🤖 AI Summary
This work addresses the challenges of efficiently and privately transforming continuous desktop interaction streams into structured personal logs on-device, where limited computational resources and cross-task context contamination pose significant obstacles. The authors propose a privacy-first multi-agent system featuring a unified filter-plan-record architecture, in which a lightweight Filter Agent, a text-only Brain Agent, a Record Agent, and a task-isolated Memory Agent collaborate to substantially reduce reliance on vision-language models (VLMs). Their approach introduces the first instruction-free on-device summarization mechanism, achieving a 60.4% reduction in total token consumption and a 72.3% decrease in VLM invocations on DesktopBench, while improving key information recall from 0.38 to 0.61. Furthermore, it maintains robust performance under task interruption, with 0.81 task accuracy and 0.80 key information retention (KIR).
📝 Abstract
Desktop interaction streams provide a continuous, privacy-sensitive record of interleaved user tasks. Transforming these streams into task-organized personal logs on-device faces two main challenges: exhaustive Vision-Language Model (VLM) processing strains local resources, and global stream processing causes cross-task context pollution. We present FOCAL (Filtered On-device Continuous Activity Logging), a privacy-first multi-agent system utilizing a unified filter-plan-log architecture.
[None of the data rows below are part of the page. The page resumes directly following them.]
PR #4432, opened 2026-07-28
Bug #75646 - Fix secondary y-axis labels not rendering in dual-axis charts

FigurePaper:
When a measure is bound to the secondary axis, DefaultGraphGenerator installs a
separate yscale2 on the RectCoord, but createAxis() decided whether to draw the
right-side axis by bit-testing the primary y scale's style against AXIS_SINGLE2
(0x2|0x10). Changing the AxisSpec default style from AXIS_DOUBLE (0x3) to
AXIS_SINGLE (0x1) in 247f34f8 made that test fail, so the secondary axis was
given zIndex -1 and then dropped for having no grid lines. The axis title is an
EGraph y2 title and painted independently, which is why the title remained
visible with no line and no tick labels.

A separate secondary scale is an axis in its own right, so its visibility now
comes from its own AxisSpec rather than the primary axis style. The behavior
when yscale2 is absent is unchanged, so simple charts keep the single-axis look.

Add RectCoordSecondaryAxisTest covering the secondary axis under both
AXIS_SINGLE and AXIS_DOUBLE primary styles, the primary axis surviving
alongside it, AXIS_NONE on the secondary scale still hiding it, and no
right-side axis appearing without a secondary scale.

### DIFF
--- a/core/src/main/java/inetsoft/graph/coord/RectCoord.java
+++ b/core/src/main/java/inetsoft/graph/coord/RectCoord.java
@@ -327,9 +327,13 @@ public class RectCoord extends Coordinate {
             yaxis2.setTickVisible(false);
          }
 
-         if((style & AxisSpec.AXIS_SINGLE2) == 0 ||
-            (facet != null && !yaxis2.isLabelVisible()))
-         {
+         // a separate secondary scale is an axis in its own right, so it's shown regardless
+         // of the primary axis style; visibility comes from its own spec.
+         boolean y2vis = yscale2 != null
+            ? yscale2.getAxisSpec().getAxisStyle() != AxisSpec.AXIS_NONE
+            : (style & AxisSpec.AXIS_SINGLE2) != 0;
+
+         if(!y2vis || (facet != null && !yaxis2.isLabelVisible())) {
             yaxis2.setZIndex(-1);
          }
 
--- a/core/src/test/java/inetsoft/graph/coord/RectCoordSecondaryAxisTest.java
+++ b/core/src/test/java/inetsoft/graph/coord/RectCoordSecondaryAxisTest.java
@@ -1,0 +1,132 @@
+/*
+ * This file is part of StyleBI.
+ * Copyright (C) 2024  InetSoft Technology
+ *
+ * This program is free software: you can redistribute it and/or modify
+ * it under the terms of the GNU Affero General Public License as published by
+ * the Free Software Foundation, either version 3 of the License, or
+ * (at your option) any later version.
+ *
+ * This program is distributed in the hope that it will be useful,
+ * but WITHOUT ANY WARRANTY; without even the implied warranty of
+ * MERCHANTABILITY or FITNESS FOR A PARTICULAR PURPOSE.  See the
+ * GNU Affero General Public License for more details.
+ *
+ * You should have received a copy of the GNU Affero General Public License
+ * along with this program.  If not, see <https://www.gnu.org/licenses/>.
+ */
+package inetsoft.graph.coord;
+
+import inetsoft.graph.*;
+import inetsoft.graph.data.DefaultDataSet;
+import inetsoft.graph.element.LineElement;
+import inetsoft.graph.guide.axis.DefaultAxis;
+import inetsoft.graph.scale.*;
+import inetsoft.test.BaseTestConfiguration;
+import inetsoft.test.ConfigurationContextInitializer;
+import inetsoft.test.SreeHome;
+import org.junit.jupiter.api.Tag;
+import org.junit.jupiter.api.Test;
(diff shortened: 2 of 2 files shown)


jshobe-inetsoft (changes requested):
## Code Review — PR #4432 (Bug #75646): Fix secondary y-axis labels not rendering in dual-axis charts

### Summary of the change
`RectCoord.createAxis()` decided whether to draw the right-side (secondary) y-axis by
bit-testing the **primary** y scale's `AxisSpec` style against `AXIS_SINGLE2` (`0x2 | 0x10`).
That test only makes sense when `yaxis2` is a *mirror* of the primary axis (`yscale2 == null`).
When a real second measure is bound to the secondary axis, `DefaultGraphGenerator` installs a
separate `yscale2` with its own `AxisSpec`, and that axis should be governed by its own spec,
not by the primary scale's style. Changing the default `AxisSpec` style from `AXIS_DOUBLE` (0x3)
to `AXIS_SINGLE` (0x1) in `247f34f8` made the old bit-test fail for ordinary dual-axis charts,
so the right axis was assigned `zIndex -1` and dropped (only its independently-painted title
remained visible).

The fix branches on whether `yscale2` is present:
```java
boolean y2vis = yscale2 != null
   ? yscale2.getAxisSpec().getAxisStyle() != AxisSpec.AXIS_NONE
   : (style & AxisSpec.AXIS_SINGLE2) != 0;
```

### Correctness review
- **Root cause matches the described regression.** Confirmed `AxisSpec.style` defaults to
  `AXIS_SINGLE` on `epic-74519` (post `247f34f8`) vs. `AXIS_DOUBLE` on `main`, and that
  `AXIS_SINGLE & AXIS_SINGLE2 == 0`, reproducing the reported drop of the secondary axis.
- **Scoped correctly to the real secondary-scale case.** `yscale2` is only non-null when a
  distinct scale is installed (`DefaultGraphGenerator.setupYScale`/`setYScale2`,
  `GraphDefault.setYScale2` for percent scales). In that path a fresh `new AxisSpec()` defaults
  to `AXIS_SINGLE` (`!= AXIS_NONE`), so ordinary dual-axis charts now correctly show the
  secondary axis, while `isSparkline()` explicitly sets `AXIS_NONE` on it and is still honored.
- **No regression for the mirrored-axis case** (`yscale2 == null`): behavior is byte-for-byte
  identical to before (same bit test against the primary style), so single-axis and "double
  axis, same scale on both sides" charts (e.g. `GraphGenerator` line ~4130 setting
  `AXIS_DOUBLE` for shared facet scales) are unaffected.
- **No interaction with the neighboring `AXIS_LABEL_OPPOSITE_SIDE` (bug #74356) logic** a few
  lines above (label visibility / line visibility for DC's relocated primary labels) — that
  code still reads `style` (the primary spec) and is untouched, and it governs `isLabelVisible`
  rather than the `zIndex` decision this PR changes, so no double-hide/double-show interaction.
- **X-axis is not affected** — `RectCoord` has no `xscale2` field/concept analogous to `yscale2`,
  so there's no equivalent latent bug on the top axis to fix here.
- Minimal, targeted diff (4 lines of logic change) with a clear explanatory comment.

### Test coverage
`RectCoordSecondaryAxisTest` is a solid regression guard:
- Secondary axis drawn for both `AXIS_SINGLE` and `AXIS_DOUBLE` primary styles (the actual
  regression case plus the pre-existing-default case).
- Primary axis still renders alongside the secondary one.
- Secondary axis with `AXIS_NONE` on its *own* spec stays hidden (sparkline path).
- No right-side axis appears at all when `yscale2` is absent (mirrored/no-secondary case
  unchanged).

Assertion messages are descriptive and explain the regression being guarded against, which will
help whoever touches this next.

### Other checklist items
- No security concerns — purely internal chart-layout logic, no user input handling.
- No API/serialization changes; `AxisSpec` public surface is untouched.
- No backward-incompatibility: default behavior when `yscale2` is absent is explicitly
  preserved and tested.
- `build` check passed, so the new test compiles and runs clean against the existing suite.

### Blocking issue for merge
- The **`claude-review`** required check is currently **failing** — not due to a finding, but
  because the automated review run errored out before completing
  ("*Claude encountered an error after 3m 31s*", stopped after the "Gather context" step). PR
  `mergeStateStatus` is `BLOCKED` as a result.
- No code changes are being requested here — the fix and tests look correct — but per review
  policy this can't be approved while a required check is failing. Please re-run/fix the
  `claude-review` workflow so it completes, then this should be clear to merge.

**Verdict:** Code change is correct, well-scoped, and well-tested. Requesting changes only
because of the failing `claude-review` CI check blocking the merge — not because of any issue
found in the diff itself.

jshobe-inetsoft (approved):

PR #4433, opened 2026-07-28
Bug #75649 - Fix "Labels on Opposite Side" leaving the original axis line in place

FigurePaper:
AxisSpec.getAxisStyle() built the effective style by OR-ing the opposite-side bit
into the configured style, so a single axis produced AXIS_SINGLE | 0x10 = 0x11,
which is not one of the defined styles. RectCoord.createAxis() then read it two
ways that disagreed: (style & 0x1) != 0 kept the primary axis, while
(style & AXIS_SINGLE2) != 0 also drew the secondary one, leaving both the left
and right y-axis lines visible. The same arithmetic drove x1vis/x2vis, so moving
x labels to the top left the bottom line behind as well. Labels were placed
correctly throughout because the label checks test the 0x10 bit on its own.

AXIS_SINGLE2 already means "one axis, on the opposite side" and renders exactly
that, so getAxisStyle() now resolves single plus relocated labels to it. The
primary-axis bit is cleared by masking rather than by replacing the whole value,
which preserves the cross-axis bit for AXIS_CROSS. A double axis still maps to
AXIS_DOUBLE2 and keeps both lines, and AXIS_SINGLE2 stays idempotent. Fixing it
where the style vocabulary is defined covers both x and y, and keeps the
vocabulary closed to the six declared constants instead of adding another
special case to the coordinate.

Measured plot bounds confirm the result is byte-identical to AXIS_SINGLE2
(x=5.0 w=756.0 versus x=40.0 for a left-labelled single axis), so the plot also
reclaims the width the hidden labels were holding.

Add RectCoordOppositeSideLabelsTest covering the four style mappings including
cross-bit preservation and idempotency, the y axis moving right, the x axis
moving to the top, a double-style axis keeping both lines, and a plain single
axis keeping its labels in place.

### DIFF
--- a/core/src/main/java/inetsoft/graph/AxisSpec.java
+++ b/core/src/main/java/inetsoft/graph/AxisSpec.java
@@ -89,11 +89,20 @@ public class AxisSpec implements Cloneable, Serializable {
    }
 
    /**
-    * Get the axis style for this coord.
+    * Get the axis style for this coord. This is the effective style and may differ from the
+    * style passed to setAxisStyle() when the labels have been moved to the opposite side.
     */
    @TernMethod(url = "#ProductDocs/chartAPI/html/Common_Chart_AxisSpec_getAxisStyle.htm")
    public int getAxisStyle() {
-      return labelOnSecondaryAxis ? (style | AXIS_LABEL_OPPOSITE_SIDE) : style;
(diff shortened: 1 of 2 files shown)


jshobe-inetsoft (approved):

PR #4435, opened 2026-07-29
fix(embed): track embed-assembly size per assembly, not one runtime-wide slot

Zxm-happy:
## Summary

- `RuntimeViewsheet` tracked embed-container sizing (`EmbedAssemblyInfo`) as a single field per runtime, keyed by whichever assembly's refresh happened to run last.
- wiz embeds several chart/table cards from one conversation on the **same shared `wizRuntimeId`** (different `assemblyName` each). Reopening a conversation with 2+ charts after a service restart mounts all their embed elements in the same instant, so their independent WebSocket connections race to refresh the same runtime nearly simultaneously.
- The last writer's assembly name/size silently overwrote the others', so `CoreLifecycleService#applyEmbedChartSize` stopped applying the real embed container size to the clobbered assembly — it rendered at its default/previous (smaller) size with blank space around it (see the second chart in the reporter's screenshot).
- Fix: replace the single field with a `Map<String, EmbedAssemblyInfo>` keyed by assembly name, so concurrently- or successively-embedded assemblies on the same runtime can never clobber each other. Updated all call sites accordingly (`VSRefreshService`, `CoreLifecycleService`, and four chart axes/legends/titles/refresh visibility services that only ever needed a boolean "is this runtime embedded at all" check).
- Extended the existing embed-assembly regression tests (`VSRefreshServiceEmbedAssemblyTest`, `CoreLifecycleServiceEmbedSizeTest`) with new cases covering the concurrent multi-assembly scenario, and adapted their stubbing to the new keyed API.

## Test plan

- [x] `mvn -pl core test -Dtest=VSRefreshServiceEmbedAssemblyTest,CoreLifecycleServiceEmbedSizeTest` — 6/6 pass
- [x] `mvn -pl core,server,schedule-server,connectors -am compile` — compiles clean
- [ ] Manual verification in wiz: rebuild/restart the StyleBI server, reopen a wiz conversation with 2+ charts after a restart, confirm both render at full width

### DIFF
--- a/core/src/main/java/inetsoft/report/composition/RuntimeViewsheet.java
+++ b/core/src/main/java/inetsoft/report/composition/RuntimeViewsheet.java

It cascades a lightweight Filter Agent for noise suppression, a text-only Brain Agent for task attribution, a Record Agent for selective visual reasoning, and a task-isolated Memory Agent for context-coherent summarization. Experiments on DesktopBench (comprising 2,572 screenshots across 420 complex sessions) show FOCAL reduces total token consumption by 60.4% and VLM call count by 72.3% versus a baseline, while boosting Key Information Recall (KIR) from 0.38 to 0.61. Crucially, under $A{\to}B{\to}A$ task interruptions, FOCAL maintains Task Acc 0.81 and KIR 0.80, whereas the baseline collapses to Task Acc 0.03. FOCAL pioneers the efficient, on-device summarization of instruction-free desktop streams into multi-perspective personal logs.